New York Insurance Coverage Law Update

May 1, 2010 | Appeals | Insurance Coverage

Legal Bulletin

Second Circuit Opines That Limitations Period Begins To Run When Insureds’ Claim Against Homeowner’s Insurer Accrues

The insureds filed a claim with their homeowner’s insurer after their house began to collapse. The insurer denied coverage, and the insureds sued. The insurer maintained that the limitations period had expired, relying upon a policy provision that required suit to be commenced within two years “after the date of loss.” A federal court agreed, and dismissed the suit. The United States Court of Appeals for the Second Circuit vacated that decision, opining that the contractual limitations period did not begin to run until the insureds’ claim against their insurer had accrued. It then remanded the case for the district court to consider when the insureds’ claim had accrued. [Fabozzi v. Lexington Ins. Co., 2010 U.S. App. Lexis 7040 (2d Cir. Apr. 6, 2010).]

Court Upholds Denial Of Coverage For Donor-Egg Procedures

The insureds brought suit against their healthcare insurer for insurance coverage for donor-egg procedures. The court found that the insurer had reasonably interpreted the policy term “medically necessary” to extend coverage to only those “members . . . for whom fertility would be naturally expected,” because aging was “not an illness.” Finding support in both medical literature and the insurer’s consulting physicians’ opinions, the court granted summary judgment in favor of the insurer. [Doe v. Blue Cross Blue Shield of Massachusetts, Inc., 2010 U.S. Dist. Lexis 37153 (S.D.N.Y. Apr. 12, 2010).]

Court Finds Factual Questions As To Whether Plaintiffs Had Falsely Represented They Would Occupy House Later Damaged By Fire

The insureds’ home was damaged by fire weeks after they took title. The insurer disclaimed coverage, asserting that the insureds had falsely represented that they would occupy the property. The court acknowledged that the insureds had not yet moved into the house when the fire had occurred, but noted that they testified that they had intended to do so within 120 days of taking title. It added that the insureds had electric and telephone service activated in the house prior to the fire and that their aunt, while living in a trailer on the property, had used the facilities. This evidence, the court concluded, created questions of fact as to whether the insureds had made any material misrepresentations in their insurance application. [Jeune v. Peerless Ins. Co., 2010 N.Y. Slip Op. 03516 (3d Dep’t Apr. 29, 2010).]

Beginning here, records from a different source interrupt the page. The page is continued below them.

PR #43, opened 2020-01-21
Add contains_content_items endpoint

bbaker6225:
## Ticket Link

Link to the associated ticket
[ENT-2563](https://openedx.atlassian.net/browse/ENT-2563)

## Post-review

### DIFF
--- a/enterprise_catalog/apps/api/v1/decorators.py
+++ b/enterprise_catalog/apps/api/v1/decorators.py
@@ -1,0 +1,42 @@
+from functools import wraps
+
+from rest_framework.exceptions import ValidationError
+
+
+def require_at_least_one_query_parameter(*query_parameter_names):
+    """
+    Ensure at least one of the specified query parameters are included in the request.
+
+    This decorator checks for the existence of at least one of the specified query
+    parameters and passes the values as function parameters to the decorated view.
+    If none of the specified query parameters are included in the request, a
+    ValidationError is raised.
+
+    Usage::
+        @require_at_least_one_query_parameter('program_uuids', 'course_run_ids')
+        def my_view(request, program_uuids, course_run_ids):
+            # Some functionality ...
+    """
+    def outer_wrapper(view):
+        """ Allow the passing of parameters to require_at_least_one_query_parameter. """
+        @wraps(view)
+        def wrapper(request, *args, **kwargs):
+            """
+            Checks for the existence of the specified query parameters, raises a
+            ValidationError if none of them were included in the request.
+            """
+            requirement_satisfied = False
+            for query_parameter_name in query_parameter_names:
+                query_parameter_values = request.query_params.getlist(query_parameter_name)
+                kwargs[query_parameter_name] = query_parameter_values
+                if query_parameter_values:
+                    requirement_satisfied = True
+            if not requirement_satisfied:
+                raise ValidationError(
+                    detail='You must provide at least one of the following query parameters: {params}.'.format(
+                        params=', '.join(query_parameter_names)
+                    )
+                )
+            return view(request, *args, **kwargs)
+        return wrapper
+    return outer_wrapper
--- a/enterprise_catalog/apps/api/v1/tests/test_views.py
+++ b/enterprise_catalog/apps/api/v1/tests/test_views.py
@@ -173,7 +173,7 @@ class EnterpriseCatalogViewSetTests(APITestCase):
 
     def _assert_correct_response(self, url, expected_value):
         """
-        Helper to asssert that the contains_content_items endpoint specified by the url returns the correct value
+        Helper to assert that the contains_content_items endpoint specified by the url returns the correct value
         """
         response = self.client.get(url)
         self.assertEqual(response.json()['contains_content_items'], expected_value)
@@ -211,7 +211,7 @@ class EnterpriseCatalogViewSetTests(APITestCase):
         """
         child_key = 'child-key'
         parent_metadata = ContentMetadataFactory(content_key='parent-key')
-        ContentMetadataFactory(content_key='child-key', parent_content_key=parent_metadata.content_key)
+        ContentMetadataFactory(content_key=child_key, parent_content_key=parent_metadata.content_key)
         # Link the catalog to the parent metadata
         self.enterprise_catalog.catalog_query.contentmetadata_set.add(parent_metadata)
 
--- a/enterprise_catalog/apps/api/v1/tests/test_views.py
+++ b/enterprise_catalog/apps/api/v1/tests/test_views.py
@@ -8,6 +8,7 @@ from rest_framework.test import APITestCase
 from enterprise_catalog.apps.catalog.models import EnterpriseCatalog
 from enterprise_catalog.apps.catalog.tests.factories import (
     USER_PASSWORD,
+    ContentMetadataFactory,
     EnterpriseCatalogFactory,
     UserFactory,
 )
@@ -58,10 +59,10 @@ class EnterpriseCatalogViewSetTests(APITestCase):
 
     def test_list(self):
         """
-        Verify the endpoint returns a list of all enterprise catalogs
+        Verify the viewset returns a list of all enterprise catalogs
         """
         url = reverse('api:v1:enterprise-catalog-list')
-        second_enterprise_catalog = EnterpriseCatalogFactory(catalog_query__content_filter='{"content_type":"course"}')
+        second_enterprise_catalog = EnterpriseCatalogFactory()
         response = self.client.get(url)
         self.assertEqual(response.status_code, status.HTTP_200_OK)
         self.assertEqual(response.data['count'], 2)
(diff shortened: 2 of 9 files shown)


enterprise_catalog/apps/catalog/models.py
```diff
@@ -116,6 +117,50 @@ def __str__(self):
...
+        Arguments:
+            content_id_values (set): Return only the content IDs that are members of this set
+                                      and members of the catalog.
+
+        Returns:
+            set: The set of content IDs that are members of the catalog.
+        """
+        all_metadata = self.catalog_query.contentmetadata_set.all()
+        return {metadata_chunk.content_key for metadata_chunk in all_metadata
+                if metadata_chunk.content_key in content_id_values}
```
bbaker6225: If we were to add `or metadata_chunk.parent_content_key in content_id_values` to this set comprehension, then we would be filtering to the content keys and their children that are in the catalog

enterprise_catalog/apps/api/v1/decorators.py
```diff
@@ -0,0 +1,42 @@
+from functools import wraps
```
bbaker6225, line 1: This file is just copied over from `edx-enterprise`

enterprise_catalog/apps/api/v1/views.py
```diff
@@ -16,15 +23,30 @@
...
-        if action == 'create':
+        request_action = getattr(self, 'action', None)
+        if request_action == 'create':
             return EnterpriseCatalogCreateSerializer
 
         return EnterpriseCatalogSerializer
+
+    @method_decorator(require_at_least_one_query_parameter('course_run_ids', 'program_uuids'))
+    @action(detail=True)
+    def contains_content_items(self, request, uuid, course_run_ids, program_uuids):
```
bbaker6225, line 40: It's annoying to still support both query params even though they both have the same effect now for backwards compatibility, but oh well

enterprise_catalog/apps/api/v1/tests/test_views.py
```diff
@@ -157,9 +158,66 @@ def test_post(self):
...
+        """
+        response = self.client.get(self._get_contains_content_base_url(self.enterprise_catalog))
+        self.assertEqual(response.status_code, status.HTTP_400_BAD_REQUEST)
+
+    def test_contains_content_items_no_catalog_query(self):
+        """
+        Verify the contains_content_items endpoint returns false if there is no associated catalog query
+        """
+        no_catalog_query_catalog = EnterpriseCatalogFactory(catalog_query=None)
+        url = self._get_contains_content_base_url(no_catalog_query_catalog) + '?program_uuids=test-uuid'
```
christopappas, line 193: For building your URLs, you can hand reverse args or kwargs as well to avoid string concatenation. Something like:

`reverse('api:v1:enterprise-catalog-contains-content-items', kwargs={'program_uuids': 'test-uuid'})`

(https://docs.djangoproject.com/en/3.0/ref/urlresolvers/#reverse)

enterprise_catalog/apps/api/v1/tests/test_views.py
```diff
@@ -157,9 +158,66 @@ def test_post(self):
...
+        response = self.client.get(url)
```
christopappas: What type of object is response in this case?

enterprise_catalog/apps/api/v1/views.py
```diff
@@ -16,15 +23,30 @@
...
-    serializer_class = EnterpriseCatalogSerializer
     queryset = EnterpriseCatalog.objects.all().order_by('created')
     permission_classes = [permissions.IsAuthenticated, permissions.IsAdminUser]
     authentication_classes = [JwtAuthentication, BearerAuthentication, SessionAuthentication]
     lookup_field = 'uuid'
 
     def get_serializer_class(self):
-        action = getattr(self, 'action', None)
-        if action == 'create':
+        request_action = getattr(self, 'action', None)
```
christopappas, line 32: Curious about why the change from `action` to `request_action`, as `action` tends to have meaning within DRF itself (https://www.django-rest-framework.org/api-guide/viewsets/#viewset-actions)

enterprise_catalog/apps/api/v1/tests/test_views.py
christopappas: I read a little further. Probably personal preference but to me scanning for a substring feels less intuitive than using a response's json() method `assert response.json()['contains_content_items'] is False`

enterprise_catalog/apps/catalog/models.py
```diff
@@ -116,6 +116,32 @@ def __str__(self):
...
+        for content_key in content_keys:
+            try:
+                parent_content_key = ContentMetadata.objects.get(content_key=content_key).parent_content_key
+            except ContentMetadata.DoesNotExist:
+                parent_content_key = None
+            # The content key is contained in the catalog if its key is explictly part of the associated metadata, or
+            # its parent's key is.
+            contained_in_catalog = contained_in_catalog and (content_key in associated_metadata_content_keys
+                or parent_content_key in associated_metadata_content_keys)
+
```
christopappas, line 147: How long do we think content_keys can get? Would it make sense to break/return early if `contained_in_catalog` is False?

enterprise_catalog/apps/api/v1/views.py
christopappas: Do we need to worry about quoting/unquoting program uuids like we do course run ids? The answer is probably no, but it jumped out at me seeing course_run_ids being processed to some extent.

enterprise_catalog/apps/catalog/models.py
bbaker6225: Sure, I can make it break early

enterprise_catalog/apps/api/v1/views.py
bbaker6225: quality was complaining about redefining `action` (imported from drf)

christopappas: okay 🤦‍♂

enterprise_catalog/apps/api/v1/tests/test_views.py
bbaker6225: Unfortunately I'm pretty sure `kwargs` can't be used for query params (or at least I have not figured out how it can)

enterprise_catalog/apps/api/v1/views.py
bbaker6225: Nah the dashes/hyphens in program uuids work fine for me in testing, as opposed to the pluses in course run ids.
Mostly copied from `edx-enterprise` also: https://github.com/edx/edx-enterprise/blob/30a3a930358e059fa469fdfadd1ddbb084cb29a1/enterprise/api/v1/views.py#L332-L333

enterprise_catalog/apps/api/v1/tests/test_views.py
```diff
@@ -157,9 +158,72 @@ def test_post(self):
...
+
+    def _get_contains_content_base_url(self, enterprise_catalog):
+        """
+        Helper to construct the base url for the contains_content_items endpoint
+        """
+        return reverse('api:v1:enterprise-catalog-contains-content-items', kwargs={'uuid': enterprise_catalog.uuid})
+
+    def _assert_correct_response(self, url, expected_value):
+        """
+        Helper to asssert that the contains_content_items endpoint specified by the url returns the correct value
```
adamstankiewicz: nit: little typo in the docstring -- "assert"

enterprise_catalog/apps/api/v1/tests/test_views.py
```diff
@@ -157,9 +158,72 @@ def test_post(self):
...
+        url = self._get_contains_content_base_url(self.enterprise_catalog) + '?course_run_ids=' + content_key
+        self._assert_correct_response(url, True)
+
+    def test_contains_content_items_parent_keys_in_catalog(self):
+        """
+        Verify the contains_content_items endpoint returns True if the parent's key is in the catalog
+        """
+        child_key = 'child-key'
+        parent_metadata = ContentMetadataFactory(content_key='parent-key')
+        ContentMetadataFactory(content_key='child-key', parent_content_key=parent_metadata.content_key)
```
adamstankiewicz: nit: would it make sense to use `child_key` variable instead of hardcoded string here?

enterprise_catalog/apps/api/v1/views.py
```diff
@@ -16,15 +23,30 @@
...
+        if request_action == 'create':
             return EnterpriseCatalogCreateSerializer
 
         return EnterpriseCatalogSerializer
+
+    @method_decorator(require_at_least_one_query_parameter('course_run_ids', 'program_uuids'))
+    @action(detail=True)
```
adamstankiewicz, line 39: Is there any difference between the `@action` decorator and the `@detail_route` decorator? Looks like we use the [`@detail_route` decorator in edx-enterprise](https://github.com/edx/edx-enterprise/blob/23af86a57a944da2839ad50d348adc403158fa13/enterprise/api/v1/views.py#L139).

bbaker6225: `@action` is the newer version
https://www.django-rest-framework.org/community/3.9-announcement/#action-decorator-replaces-list_route-and-detail_route

enterprise_catalog/apps/api/v1/tests/test_views.py
bbaker6225: yes it would

christopappas (approved):

PR #1419, opened 2024-01-22
fix: default form template not selecting

sapayth:
when selecting a registration form template, in form settings > General > Form Template not automatically selecting.

image


anik-fahmid:
Event calendar selection also working fine.

PR #1435, opened 2024-02-09
fix: subscription posting restriction not working

sapayth:
The post limit was not working for subscription pack. fixed in this PR


Rat01047:
Approving this PR...as posting restriction is now working

But the other options always had issue from the beginning -> which need fixing.

@anik-fahmid

anik-fahmid:
We have to check and decide the options to keep in s**ubscriptions>postings restrictions** as many features seems not working and may not needed. We will decide this soon when working on revamp. We can proceed with the release as many clients issues need to be solved immediately.

PR #1460, opened 2024-06-11
Fix mail body replace text bug

egushinnosuke:
# Bug detail
When sending emails for creating or updating posts, the function prepare_mail_body() in the Frontend_Form_Ajax class sometimes causes the email body to display the output of wp_get_attachment_url() for related posts instead of showing the meta_value.

## Summary by CodeRabbit

- **Bug Fixes**
  - Improved handling of email body preparation to correctly manage attachment URLs based on input type.

### DIFF
--- a/includes/Ajax/Frontend_Form_Ajax.php
+++ b/includes/Ajax/Frontend_Form_Ajax.php
@@ -669,8 +669,30 @@ class Frontend_Form_Ajax {
         preg_match_all( '/%custom_([\w-]*)\b%/', $content, $matches );
         [ $search, $replace ] = $matches;
 
+        $args = array(
+            'post_type' => 'wpuf_input',
+            'posts_per_page' => -1
+        );
+        $wpuf_posts = get_posts($args);
+
         if ( $replace ) {
             foreach ( $replace as $index => $meta_key ) {
+                $input_type = '';
+                foreach ($wpuf_posts as $post) {
+                    $post_content = $post->post_content;
+                    $data = unserialize($post_content);
+                    if ($data['name'] == $meta_key){
+                        $input_type = $data['input_type'];
+                        break;
+                    }
+                }
+
+                $use_attachment_url = false;
+                if ($input_type == "image_upload" || $input_type == "file_upload"){
+                    $use_attachment_url = true;
+                }
+                    
+
                 $value = get_post_meta( $post_id, $meta_key, false );
 
                 if ( isset( $value[0] ) && is_array( $value[0] ) ) {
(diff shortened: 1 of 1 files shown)


sapayth:
there could be an optimised approach. can you share the bug details in a video please @egushinnosuke ?

egushinnosuke:
@sapayth please check below
https://gyazo.com/31e6925bffeb918dd99b05c6f12ae03d
PW：bug0708

egushinnosuke:
@anik-fahmid @sapayth 
Please merge this. 
I have to manually rewrite the code every time the plugin is updated.

anik-fahmid:
@egushinnosuke please wait till the next release.

@arifulhoque7 will check and add it in the next RC.

arifulhoque7:
The bug is real: `prepare_mail_body()` detects attachments via `get_post_mime_type( (int) $val )`, so any plain **numeric** custom-field value that happens to match a real post/attachment ID gets wrongly turned into a `wp_get_attachment_url()` in the email. Switching to the field's `input_type` is the right approach. A few things to address before merge:

### Blocking

1. **Scope bug (correctness).** `get_posts(['post_type' => 'wpuf_input', 'posts_per_page' => -1])` loads **every field of every form on the site**, not this post's form. Two forms with a same-named field → wrong `input_type` is picked. It should be scoped to the post's own form.

2. **Reuse the existing API.** `wpuf_get_form_fields( $form_id )` already does exactly this — `get_children` scoped to the form + `maybe_unserialize` + `input_type` with an `isset` guard. No need to reimplement the query/unserialize.

3. **Unsafe `unserialize()`.** Raw `unserialize($post->post_content)` with no guard emits PHP warnings (and `$data['name']` on `false`) when the content isn't the expected shape. Use `maybe_unserialize()` + `isset()`.

4. **`$post` shadowing.** The inner `foreach ($wpuf_posts as $post)` clobbers the outer `$post = get_post( $post_id )`. Rename the loop variable.

5. **Performance.** Per meta-key it re-loops all inputs and unserializes each (O(fields × inputs)). Build a `name => input_type` map once, before the loop.

### Coding standards (WPCS — enforced on this repo)
- Loose `==` → `===` (`$data['name'] == $meta_key`, `$input_type == "image_upload"`).
- `array(...)` → short array `[]`.
- Spacing inside parens: `get_posts( $args )`, `foreach ( $x as $y )`.
- Trailing whitespace on the blank line after the `if` block.
- Build/run the query inside the `if ( $replace )` guard so it's skipped when there are no custom fields.

### Suggested approach
```php
$form_id     = (int) get_post_meta( $post_id, '_wpuf_form_id', true );
$field_types = [];

if ( $form_id ) {
    foreach ( wpuf_get_form_fields( $form_id ) as $field ) {
        if ( ! empty( $field['name'] ) ) {
            $field_types[ $field['name'] ] = isset( $field['input_type'] ) ? $field['input_type'] : '';
        }
    }
}

// inside the loop, per $meta_key:
$use_attachment_url = in_array(
    isset( $field_types[ $meta_key ] ) ? $field_types[ $meta_key ] : '',
    [ 'image_upload', 'file_upload' ],
    true
);
```

This keeps your type-based detection (which is correct) while fixing scope, safety, performance, and standards. Happy to help with the revision.

PR #1523, opened 2025-03-25
deselect form template on dblclick

sapayth:
When a user selects a form template from Post Form > Settings > General > Choose Form Template, they cannot currently deselect it. This PR introduces a deselect option, allowing users to double-click the selected template to remove the selection.

Now, only available form templates are shown. Templates that require a third-party integration will be hidden if the service is not active.

- [ ] Deselect option
- [ ] show only available template

CleanShot 2025-03-25 at 11 01 45


Rubaiyat-E-Mohammad:
Issues got so far:-

1. woocommerce, edd templates are missing in post form settings
2. dblClick not working in registration form settings
@sapayth vai, @anik-fahmid vai

https://github.com/user-attachments/assets/5467c6f5-d0a3-4e61-960b-6fd7d5ccb32b

PR #1541, opened 2025-04-18
Fix: Display 'Pending Review' posts in the frontend

### LINKED ISSUE #1538: Post Submission Status - Pending Review doesn't show up in Posts
Hi team,

I'd like to report that when setting the _Post Forms > Before Post Settings > Post Submission Status_ to **Pending Review**, and then someone adds a post to our site, it doesn't show up in WordPress > Posts.

However, the post does exist, it just cannot be found, nor even searched for. You need the direct link to it. That is a strange bug since it means we'll never know nor see someone's submission.

I have to set it to Draft for it to work. I had it set to draft for many years and it was working fine but last week decided to try the Pending Review status instead.

Hopefully you can resolve this.

arifulhoque7:
Close #1538

### DIFF
--- a/wpuf-functions.php
+++ b/wpuf-functions.php
@@ -5019,7 +5019,7 @@ function wpuf_get_post_form_builder_setting_menu_contents() {
                             'type'      => 'select',
                             'options'   => [
                                 'draft'          => __( 'Draft', 'wp-user-frontend' ),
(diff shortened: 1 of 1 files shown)


sapayth:
already fixed and merged with #1545

PR #1619, opened 2025-07-08
fix:  PPP Cost is Empty and Saved in Post form Payment Settings

arifulhoque7:
Close [issue](https://github.com/weDevsOfficial/wpuf-pro/issues/883)
## Summary of Changes Made

The "Cost for each additional post after pack limit is reached" field is now mandatory when "Pay-per-post billing when limit exceeds" is enabled. Here's what we implemented:

### 1. **PHP Form Settings** (wpuf-functions.php)
- Added `'required' => true` to the `fallback_ppp_cost` field definition
- Added helpful text explaining when the field is required

### 2. **Frontend JavaScript Validation** (wpuf-form-builder.js)
- Added `validation_error_msg` property to the Vue component data
- Created `validate_form_before_submit()` method that:
  - Checks if payment options are enabled
  - Verifies if "Force Pack Purchase" is selected
  - Confirms if "Pay-per-post billing when limit exceeds" is checked
  - Validates that the cost field is not empty or zero
  - Shows an error message and prevents form saving if validation fails

### 3. **Form Builder Configuration** (form-builder.js)
- Fixed the field type from 'checkbox' to 'number'
- Added `required: true` property
- Set up proper dependency conditions

### 4. **Server-side Validation** (Admin_Form_Builder_Ajax.php)
- Added `validate_fallback_ppp_cost_required()` method for server-side validation
- Integrated the validation into the form saving process
- Returns an error response if validation fails, preventing form save

### How It Works:

1. **When the user tries to save the form**, the JavaScript validation runs first
2. **If all conditions are met** (payments enabled + force pack purchase + fallback PPP enabled), it checks if the cost field has a valid value
3. **If the cost field is empty or zero**, it shows a warning message and prevents saving
4. **If JavaScript is disabled**, the server-side validation catches the same condition and returns an error
5. **The form cannot be saved** until a valid cost is entered when the fallback PPP option is enabled

The validation is now fully functional and prevents users from saving incomplete payment configurations!

iScreen Shoter - 20250708104647917

## Summary by CodeRabbit

* **New Features**
  * Added client-side and server-side validation to ensure a fallback pay-per-post cost is provided when required in payment settings.
  * Improved error feedback by displaying validation errors in warning dialogs before form submission.

* **Bug Fixes**
  * Updated default behavior so that the fallback pay-per-post cost now defaults to zero if not set, instead of two.

* **Documentation**
  * Added help text to clarify when the fallback pay-per-post cost field is required in the form builder UI.

### DIFF
--- a/admin/form-builder/assets/js/form-builder.js
+++ b/admin/form-builder/assets/js/form-builder.js
@@ -532,6 +532,7 @@
             post_title_editing: false,
             isDirty: false,
             shortcodeCopied: false,
+            validation_error_msg: '',
             logoUrl: wpuf_form_builder.asset_url + '/images/wpuf-icon-circle.svg',
             settings_titles: wpuf_form_builder.settings_titles,
             settings_items: wpuf_form_builder.settings_items,
@@ -725,7 +726,7 @@
                 if (_.isFunction(this.validate_form_before_submit) && !this.validate_form_before_submit()) {
 
                     this.warn({
-                        title: 'Incomplete Post Form',
+                        title: 'Post Form Validation Error!',
                         html: this.validation_error_msg,
                         reverseButtons: true,
                         customClass: {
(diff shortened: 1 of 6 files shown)


admin/form-builder/assets/js/form-builder.js
```diff
@@ -813,8 +828,43 @@
                 }
             },
 
+            // Validate form before submitting
+            validate_form_before_submit: function () {
```
sapayth: `validate_form_before_submit` function already exists in `wp-user-frontend/assets/js/wpuf-form-builder-wpuf-forms.js:21`. try to organise all the validation in one place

No Coverage For Alleged Fall At Property Not Listed As A “Designated Premises”

An individual allegedly injured at a site in Nassau County brought suit against Richner Communications, Inc. After Richner’s insurer disclaimed on the ground that the Nassau property was not covered under the policy, Richner brought suit. The Supreme Court, Queens County, denied the insurer’s summary judgment motion, and the insurer appealed. The Appellate Division, Second Department, reversed. The appellate court explained that the policy contained an endorsement that expressly limited coverage to certain “Designated Premises,” and that, at the time of the alleged accident, the Nassau property was not listed. Given the endorsement, the appellate court rejected Richner’s contention that the policy was ambiguous because it stated that it applied to bodily injury caused by an occurrence that took place in the “coverage territory.” [Richner Communications, Inc. v. Tower Ins. Co. of N.Y., 2010 N.Y. Slip Op. 02939 (2d Dep’t Apr. 6, 2010).]

Appellate Court Rejects Bad Faith, Fraud, Breach Of Contract, And Punitive Damages Claims

The insured brought suit against her insurer after it denied her claim for property damage to her home. After the Supreme Court, Erie County, denied the insurer’s motion to dismiss a variety of claims, the insurer appealed. The Appellate Division, Fourth Department, ruled that the causes of action for the insurer’s alleged bad faith in refusing to settle the claim should have been dismissed because they did not allege conduct constituting “gross disregard of the insured’s interests.” The Fourth Department also ruled that the causes of action for fraud should have been dismissed because they merely restated the cause of action for breach of contract. In addition, the appellate court held that the cause of action for violation of General Business Law § 349 should have been dismissed inasmuch as this was a private contractual dispute, “unique to the parties,” and § 349 “was not intended to supplant an action to recover damages for breach of contract between parties to an arm’s length contract.” Finally, it concluded, the punitive damages claim should have been dismissed given that there was no indication that the insurer’s alleged conduct had been “activated by evil or reprehensible motives.” [Cooper v. New York Cent. Mut. Fire Ins. Co., 2010 N.Y. Slip Op. 03578 (4th Dep’t Apr. 30, 2010).]